Like the differential modifications to protein termini, fixed modifications can also be specified to the protein c-terminus or n-terminus. Use fixed_modification_protC and fixed_modification_protN to specify these mass differences. These parameters need only the mass as values.

To summarize, parameters to indicate modifications have been expanded from two to six. Under the new rules, there are specific ways to indicate the mass differences be applied to the peptides and peptide termini, or the protein termini. All mass values are in addition to the existing default amino acid values. There are no special characters (e.g. $ and @) to specify termini. Use lowercase ‘c’ and ‘n’ to specify peptide termini modifications, or the appropriate protein termini modification parameters.
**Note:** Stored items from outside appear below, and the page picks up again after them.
PR #907, opened 2022-08-03
chore: npm old lockfile warning - update to 2.0

YOU54F:
Warning when running `npm i` on a clone of pact-js master branch
```
❯ npm i
npm WARN old lockfile 
npm WARN old lockfile The package-lock.json file was created with an old version of npm,
npm WARN old lockfile so supplemental metadata must be fetched from the registry.
npm WARN old lockfile 
npm WARN old lockfile This is a one-time fix-up, please be patient...
npm WARN old lockfile 
```

I assume this should have the fix-up applied and committed, to avoid it repeating every time it is installed now

### DIFF
--- a/package-lock.json
+++ b/package-lock.json
@@ -1,8 +1,11417 @@
 {
   "name": "@pact-foundation/pact",
   "version": "10.0.1",
-  "lockfileVersion": 1,
+  "lockfileVersion": 2,
   "requires": true,
+  "packages": {
+    "": {
+      "name": "@pact-foundation/pact",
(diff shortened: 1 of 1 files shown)


mefellows:
Thanks @YOU54F. I was having some build troubles a while back with the newer lockfile version (because we build across npm versions).

It looks like it's passing, so we can probably bring it in.

NOTE: there is an issue with the e2e test configuration for provider verification, which seems to occasionally not find any pacts to verify. I've got it on my list to look into.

Chemical cross-linkers pose a special case. They frequently target multiple sites at the protein level (multiple amino acids and the protein termini). Cross-linker that binds on only one side (hydrolyzing on the other side) can therefore create a diverse set of differential modifications to search for. Rather than list all possibilities as a large set of modification parameters, Kojak has a simple shortcut: the mono_link parameter. This parameter accepts a set of amino acid characters. It also accepts ‘c’ or ‘n’ to specify the protein C-terminus or N-terminus, respectively. The final value is the differential mass to apply. This is a very convenient shortcut. For example, by specifying “mono_link = cDE -0.9837153”, the necessary parameters to define an EDC mono-link has been reduced from three differential modification parameters to a single mono_link parameter.